If that is what you mean by love then I love, I suppose as I would do anything I could for my family.


----------



## SifuPhil (Jan 26, 2016)

Bluecheese50 said:


> If that is what you mean by love then I love, I suppose as I would do anything I could for my family.




There you go!


----------



## Bluecheese50 (Jan 26, 2016)

SifuPhil said:


> There you go!



But I don't consider that love, just being a decent person.


----------



## AprilT (Jan 26, 2016)

Oh, I could define what it is for me to love, but, I'd have to hide the weapon I used on ya afterwards.  Love means different things to different people for me, I know it when I feel it it's not some neat little package you can wrap up and put a bow on it and as Phil has said, there are levels and types of love.

I have loved deeply with every fiber of my body, I have loved moderately, I have been in love with all those fibers and then some and can say I still hold that person in my heart and probably will do so till the day I die, but, I could love another as deeply if they had same qualities and crossed my path, but, I'm hopeful that won't happen as I too would rather not go through that kind of all in feeling again it's too overwhelming due to past lost and I don't mean romantic, I mean general lost of loved ones, I'm just not interested in doing that anymore.  

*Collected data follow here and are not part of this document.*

PR #57, opened 2019-03-01
Add static analysis method

rodrigomoliveira1:
Add a method to calculate the static displacement of a rotor due to disks' weight.

### DIFF
--- a/ross/rotor_assembly.py
+++ b/ross/rotor_assembly.py
@@ -217,6 +217,8 @@ class Rotor(object):
         df = df.sort_values(by="n_l")
         df = df.reset_index(drop=True)
 
+        self.df_disks = df_disks
+
         # check consistence for disks and bearings location
         if df.n_l.max() > df[df.type == "ShaftElement"].n_r.max():
             raise ValueError("Trying to set disk or bearing outside shaft")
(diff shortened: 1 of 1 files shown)


ross/rotor_assembly.py
```diff
@@ -1389,6 +1391,28 @@ def load(file_name):
...
+        """
+        # gravity aceleration vector
+        grav = np.zeros((len(self.M()), 1))
+
+        # place gravity effect on disk nodes
+        for i in self.df_disks["n"]:
+            grav[4 * i - 3] = -9.8065
+
+        # calculates x, for [K]*[x] = [M]*[g]
+        disp = la.solve(self.K(0), np.matmul(self.M(), grav))
```
raphaeltimbo: Instead of np.matmul we could use the python matmul operator `@`

```python
disp = la.solve(self.K(0), self.M() @ grav)
```

ross/rotor_assembly.py
```diff
@@ -1389,6 +1391,28 @@ def load(file_name):
...
 
+    def static(self):
+        """This function calculates the static displacement of a rotor
+        due the disks' weight, and returns an array with the nodal displacement
+        The calculation is done from the stiffness and mass matrix of a rotor.
+        """
+        # gravity aceleration vector
+        grav = np.zeros((len(self.M()), 1))
+
+        # place gravity effect on disk nodes
```
raphaeltimbo: I think we should find a way to make this part more readable with something like:
```python
for disk in self.disks:
    grav[4 * disk.node_number - 3] = -9.8065
```
This is just an idea...

PR #63, opened 2019-03-13
Add Bokeh plotting style

rodrigomoliveira1:
Add bokeh plot style to "static" method.
Add deformed and undeformed shaft plots.
Add gravity effect to all elements' nodes (vertical direction - "y").
Correct the loop index while calculating the shaft displacement.
Add bokeh plot style to "from_section" classmethod.

### DIFF
--- a/ross/bearing_seal_element.py
+++ b/ross/bearing_seal_element.py
@@ -209,7 +209,7 @@ class BearingElement(Element):
 
         return C
 
-    def patch(self, ax, position, axis):
+    def patch(self, position, axis):
         """Bearing element patch.
         Patch that will be used to draw the bearing element.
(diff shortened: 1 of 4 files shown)


rodrigomoliveira1:
It is done. I also updated the patches' docstrings and changed the bokeh plot axis' name to bk_ax to avoid misunderstanding the matplotlib axis. The build for each plot is done separately and they are all commented along the code.

rodrigomoliveira1:
Just added a new bokeh plot.
It shows the shaft weight, disk weight and bearings' reaction forces.
This is how it's looking right now, for example:

FBD

Tell me if I need to change something to make it look better.

Issue #65, opened 2019-03-19
Add analytical fluid flow routine for short bearings


flaviorangel:
We decided to create a fluid flow routine that can be calculated analytically before the numerical one.

flaviorangel:
Just an update to this issue's status: although the routine was merged, we still need to make sure it is doing what it is supposed to do. @JuliaMota and professor @juvianna, along with myself, are taking care of it. I'm closing this issue and updating #37 to include what needs to be done related to this one.

PR #66, opened 2019-03-19
Analytical fluid flow, short bearings

flaviorangel:
Add analytical fluid flow routines for short bearings, related to issue #65


ross/fluid_flow/fluid_flow.py
```diff
@@ -0,0 +1,400 @@
...
+            for i in range(self.nz):
+                for j in range(self.ntheta):
+                    self.p_mat[i][j] = ((-3*self.visc*self.omega)/self.difference_between_radius**2)*\
+                                       ((i*self.dz)**2 - (self.length**2)/4)*\
+                                       (self.eccentricity_ratio*np.sin(j*self.dtheta))/\
+                                       (1 + self.eccentricity_ratio*np.sin(j*self.dtheta))**3
+            self.pressure_matrix_available = True
+        return self.p_mat
+
+    def calculate_coefficients(self, plot_cut=False):
```
raphaeltimbo: This function is doing some calculation and making a plot. I think it would be better to separate that and make a different function for the plot functionality.
Additionally, when using a function to create a plot with matplotlib, it is better to make the axes an argument:
```python
def foo(ax=None):
    # if axes is not given get the one from the current figure
    if ax is None:
        ax = plt.gca()
    .
    .
    ax.plot(...)
    .
    .
    return ax
```
For more details about matplotlib objects (figure, axes, axis etc.) refer to https://matplotlib.org/tutorials/introductory/usage.html

ross/fluid_flow/fluid_flow.py
```diff
@@ -0,0 +1,400 @@
...
+        else:
+            self.bearing_seal_type = 2
+        if plot_cut:
+            plt.figure(self.plot_counter)
+            self.plot_counter += 1
+        for i in range(self.nz):
+            zno = i * self.dz
+            self.z[0][i] = zno
+            for j in range(self.ntheta):
+                gama = j * self.dtheta
```
raphaeltimbo: Use `gamma` for consistency.

ross/fluid_flow/fluid_flow.py
```diff
@@ -0,0 +1,400 @@
...
+
+    def internal_radius_function(self, z, gama):
+        """This function calculates the radius of the rotor given the
+        radius and the position z.
+        Parameters
+        ----------
+        z: float
+            Distance along the z-axis.
+        gama: float
+            Gama is the distance in the theta-axis. It should range from 0 to 2*np.pi.
```
raphaeltimbo: Add the following information to the docstring:
```python
"""This function calculates the radius of the rotor given the
...
    Returns
    -------
    radius_external: float
        <info>
    xre: float
        <info>
    yre: float
        <info>
```

ross/fluid_flow/fluid_flow.py
```diff
@@ -0,0 +1,400 @@
...
+        for i in range(0, self.nz):
+            plt.plot(i*self.dz, self.p_mat[i][0], 'bo')
+        plt.title('Pressure along the Z direction (direction of flow); Theta=0')
+        plt.xlabel('Points along Z')
+        plt.ylabel('Pressure')
+        plt.show(block=show_immediately)
+        if show_immediately:
+            plt.close('all')
+
+    def plot_shape(self, theta=0, show_immediately=True):
```
raphaeltimbo: When using a function to create a plot with matplotlib, it is better to make the axes an argument:
```python
def foo(ax=None):
    # if axes is not given get the one from the current figure
    if ax is None:
        ax = plt.gca()
    .
    .
    ax.plot(...)
    .
    .
    return ax
```
For more details about matplotlib objects (figure, axes, axis etc.) refer to https://matplotlib.org/tutorials/introductory/usage.html

ross/fluid_flow/fluid_flow.py
```diff
@@ -0,0 +1,400 @@
...
+        plt.plot(x, y_re, 'r')
+        plt.plot(x, y_ri, 'b')
+        plt.title('Shapes of stator and rotor along Z; Theta='+str(theta))
+        plt.xlabel('Points along Z')
+        plt.ylabel('Radial direction')
+        plt.show(block=show_immediately)
+        if show_immediately:
+            plt.close('all')
+
+    def plot_pressure_theta_cylindrical(self, z=0, show_immediately=True):
```
raphaeltimbo: When using a function to create a plot with matplotlib, it is better to make the axes an argument:
```python
def foo(ax=None):
    # if axes is not given get the one from the current figure
    if ax is None:
        ax = plt.gca()
    .
    .
    ax.plot(...)
    .
    .
    return ax
```
For more details about matplotlib objects (figure, axes, axis etc.) refer to https://matplotlib.org/tutorials/introductory/usage.html

ross/fluid_flow/fluid_flow.py
```diff
@@ -0,0 +1,400 @@
...
+                z_matrix[i][j] = pressure_along_theta[i] - min_pressure + 0.01
+        fig, ax = plt.subplots(subplot_kw=dict(projection='polar'))
+        self.plot_counter += 1
+        ax.contourf(theta_matrix, r_matrix, z_matrix, cmap='coolwarm')
+        plt.title('Pressure along Theta; Z='+str(z))
+        plt.show(block=show_immediately)
+        if show_immediately:
+            plt.close('all')
+
+    def plot_pressure_theta(self, z=0, show_immediately=True):
```
raphaeltimbo: When using a function to create a plot with matplotlib, it is better to make the axes an argument:
```python
def foo(ax=None):
    # if axes is not given get the one from the current figure
    if ax is None:
        ax = plt.gca()
    .
    .
    ax.plot(...)
    .
    .
    return ax
```
For more details about matplotlib objects (figure, axes, axis etc.) refer to https://matplotlib.org/tutorials/introductory/usage.html

ross/fluid_flow/example_of_fluid_flow.py
```diff
@@ -0,0 +1,46 @@
+"""Example of fluid flow
```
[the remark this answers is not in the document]
flaviorangel: I agree. I'm removing this file.

ross/fluid_flow/fluid_flow.py
```diff
@@ -0,0 +1,400 @@
...
+        of the discrete pressure (central differences in the second
+        derivatives). It is executed when the class is instantiated.
+        Parameters
+        ----------
+        plot_cut: bool
+            If True, plots a cut at z=0 and show, so the user can check the
+            internal and external radius as well as eccentricity.
+        """
+        if self.length/self.radius_stator <= 1/8:
+            self.bearing_seal_type = 0
```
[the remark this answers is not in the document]
flaviorangel: Ok. I'm changing to 'short_size', 'long_size', and 'medium_size'. I did not use 'short bearing' because it can be either a bearing or a seal. Is there a name that includes both?

ross/fluid_flow/fluid_flow.py
flaviorangel: Did you mean checking if gama is between 0 and 2*pi? If so, ntheta is provided by the user when instantiating, dtheta is calculated automatically based on ntheta, therefore gama can't be wrong.

ross/fluid_flow/fluid_flow.py
flaviorangel: Ok. I'm working on it.

flaviorangel: I'm working on creating a new plot function to separate it from this function.
As for these changes in ploting functions, we will soon change from matplotlib to bokeh, so I think we can let them like this for now. What do you think?

ross/fluid_flow/fluid_flow.py
flaviorangel: Done.

ross/fluid_flow/fluid_flow.py
flaviorangel: We will soon change from matplotlib to bokeh, so I think we can let them like this for now. What do you think?

ross/fluid_flow/fluid_flow.py
flaviorangel: We will soon change from matplotlib to bokeh, so I think we can let them like this for now. What do you think?

ross/fluid_flow/fluid_flow.py
flaviorangel: We will soon change from matplotlib to bokeh, so I think we can let them like this for now. What do you think?

ross/fluid_flow/fluid_flow.py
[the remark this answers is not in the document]
JuliaMota: For now our code can only be used for bearings. In future we can include the seal in another code. I agree we can change the name to "short_bearing" to be more descriptive.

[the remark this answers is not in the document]
flaviorangel: Ok. I changed the names back to bearing and removed any mention to "seal" from the code.

raphaeltimbo:
I am going to merge this now. 
Regarding the matplotlib plots, I think we need to debate if we will use only bokeh or if we are going to provide both options. My only doubt is if with bokeh we can generate plot files that are ok for publication (svg or pdf?).

PR #85, opened 2019-04-10
Set parameters (static method) as object's attribute

rodrigomoliveira1:
In the static mehtod, set 3 parameters as object's attribute. The main reason for doing it is that we can return and reffer to them later if needed. (pytest precisely).
disp_y - displacement in y direction (array);
Vx - shearing force (array);
Bm - Bending moment (array)


rodrigomoliveira1:
The difference between the results is due to the incorrect Kyy value for the bearing. The results calculated by hand were for a Kyy = 1e6 N/m and in the program (rotor3) was Kyy = 0.8e6 N/m.

ross/bearing_seal_element.py
```diff
@@ -109,6 +111,35 @@ class BearingElement(Element):
...
+    >>> # following stiffness and damping coefficients and speed range from
+    >>> # 0 to 200 rad/s
+    >>> Kxx = 1e6
+    >>> Kyy = 0.8e6
+    >>> Cxx = 2e2
+    >>> Cyy = 1.5e2
+    >>> W = np.linspace(0,200,11)
+    >>> bearing0 = BearingElement(n=0, kxx=Kxx, kyy=Kyy, cxx=Cxx, cyy=Cyy, w=W)
+    >>> bearing0.K(W)
+    array([[[1000000., 1000000., 1000000., 1000000., 1000000., 1000000.,
```
raphaeltimbo: I recommend using `# doctest: +ELLIPSIS` on the docstring examples where we have a large size array as output.
Another option is to slice the output.
This way we avoid having a large array cluttering the docstring.

ross/bearing_seal_element.py
```diff
@@ -109,6 +111,35 @@ class BearingElement(Element):
...
     --------
+    >>> # A bearing element located in the first rotor node, with these
+    >>> # following stiffness and damping coefficients and speed range from
+    >>> # 0 to 200 rad/s
+    >>> Kxx = 1e6
+    >>> Kyy = 0.8e6
+    >>> Cxx = 2e2
+    >>> Cyy = 1.5e2
+    >>> W = np.linspace(0,200,11)
+    >>> bearing0 = BearingElement(n=0, kxx=Kxx, kyy=Kyy, cxx=Cxx, cyy=Cyy, w=W)
```
raphaeltimbo: I think we should standardize the examples with the 
```python
import ross as rs
```
So here we would have 
```python
bearing0 = rs.BearingElement(…)
```

raphaeltimbo: I think we should standardize the examples with the 
```python
import ross as rs
```
So here we would have 
```python
bearing0 = rs.BearingElement(…)
```

raphaeltimbo: I think we should standardize the examples with the 
```python
import ross as rs
```
So here we would have 
```python
bearing0 = rs.BearingElement(…)
```

rodrigomoliveira1:
Now the new tests for static analysis are working just fine.

rodrigomoliveira1:
The PR #109 is working now. The commits done here now follows that new PR. I'm closing this one.

PR #92, opened 2019-04-21
Fixing the save_bearing_seal_element() method

GabrielBachmann:
There was a mistake while saving the coefficients to toml format.

### DIFF
--- a/ross/bearing_seal_element.py
+++ b/ross/bearing_seal_element.py
@@ -186,22 +186,22 @@ class BearingElement(Element):
             
     def save_bearing_seal_element(self, file_name):
         data = Rotor.load_data(file_name)
-        if type(element.w) == np.ndarray:
+        if type(self.w) == np.ndarray:
             try:
-                element.w[0]
+                self.w[0]
                 w = list(element.w)
             except IndexError:
                 w = None
         data[file_name[:-6]][str(element.n)] = {
             "n": element.n,
-            "kxx": element.kxx.coefficient,
-            "cxx": element.cxx.coefficient,
-            "kyy": element.kyy.coefficient,
-            "kxy": element.kxy.coefficient,
-            "kyx": element.kyx.coefficient,
-            "cyy": element.cyy.coefficient,
-            "cxy": element.cxy.coefficient,
-            "cyx": element.cyx.coefficient,
+            "kxx": self.kxx.coefficient,
+            "cxx": self.cxx.coefficient,
+            "kyy": self.kyy.coefficient,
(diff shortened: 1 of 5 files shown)


raphaeltimbo:
This is good for me.
Some suggestions:
- Move methods such as `save_bearing_seal_element()` to their specific class (`class BearingElement` in this case). This way the methods will be standard and not static methods. Also, by doing this I think we could add the `save()` method to the `class Element` ABC, forcing the implementation of the method in new classes.
- In some places, the `Rotor.` class is being called. Maybe we could use `self.`?
- Docstring says it will save the rotor to a binary file which gives the impression that the file is not human readable. I think we could change this to 'toml file'.

GabrielBachmann:
@raphaeltimbo All the changes requested are now implemented in the branch. The code was basically rewritten in the last commit, now the Element class have two new methods, which are save() and load() (static method). Besides that, I've moved the auxiliary static methods load_data() and dump_data() to the Element class, as I was having import issues maintaining them as Rotor methods. Where do you think we should put it?

GabrielBachmann:
The [AppVeyor build](https://ci.appveyor.com/project/raphaeltimbo/ross/builds/24159076/job/e1b9d0sapafyxjdj) has failed, but only in this python version with the following log report:  
`Uploading artifacts...        
`  
`Error uploading artifact the storage: The remote name could not be resolved: 'appveyorcidatav2.blob.core.windows.net'`

I think the problem is not linked with issues in the code itself.

raphaeltimbo:
> @raphaeltimbo All the changes requested are now implemented in the branch. The code was basically rewritten in the last commit, now the Element class have two new methods, which are save() and load() (static method). Besides that, I've moved the auxiliary static methods load_data() and dump_data() to the Element class, as I was having import issues maintaining them as Rotor methods. Where do you think we should put these methods?

I think the `load_data()` and `dump_data()` methods could be in the `Element` class or in a separate utils module. For the `save()` and `load()` methods, I think they should be abstractmethods in the `Element` class.

raphaeltimbo:
> The [AppVeyor build](https://ci.appveyor.com/project/raphaeltimbo/ross/builds/24159076/job/e1b9d0sapafyxjdj) has failed, but only in python version 3.7 with the following log report:
> `Uploading artifacts... `
> `Error uploading artifact the storage: The remote name could not be resolved: 'appveyorcidatav2.blob.core.windows.net'`
> 
> I think the problem is not linked with issues in the code itself.

I have rebuilt this commit and it is passing on appveyor. I think it was just a problem with appveyor itself, since all the tests are passing.

PR #102, opened 2019-05-03
Add Sommerfeld number function

### LINKED ISSUE #101: Include Sommerfeld number in the fluid flow class
According to Friswell et al. in Dynamics of Rotating Machines (2010, page 178), if the magnitude of the load is known, then the bearing eccentricity may be obtained by solving a quartic equation including the Sommerfeld number. The program must be able to calculate the Sommerfeld number and give the eccentricity of the bearing.

flaviorangel:
Add a function to calculate the Sommerfeld number for a given load. Also add two more functions: one to calculate eccentricity for a given load using the Sommerfeld number, and one to calculate the load using the eccentricity given when the class is instantiated.
Close #101


ross/fluid_flow/fluid_flow.py
```diff
@@ -266,6 +269,41 @@ def external_radius_function(self, gama):
 
         return radius_external, xre, yre
 
+    def get_rotor_load(self):
+        """Returns the load applied to the rotor.
```
raphaeltimbo: I think we should use the [numpydoc docstring standard](https://numpydoc.readthedocs.io/en/latest/format.html#sections).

Only each person can define for themselves and no one has the right to determine what love is for them it's meaning is quite individual, but, one thing for sure, you don't purposely hurt those you love, you don't wish harm for those you love, you want the best for those you love.


----------



## AprilT (Jan 26, 2016)

Bluecheese50 said:


> But I don't consider that love, just being a decent person.



sThen for you it isn't your definition, for someone else it is love as they see it, as defined for themselves.


----------



## SifuPhil (Jan 26, 2016)

Bluecheese50 said:


> But I don't consider that love, just being a decent person.




Interesting viewpoint.

One of my tests has always been the ability to switch a statement round to see if it is true both ways.

Yes, loving someone means you're a decent person.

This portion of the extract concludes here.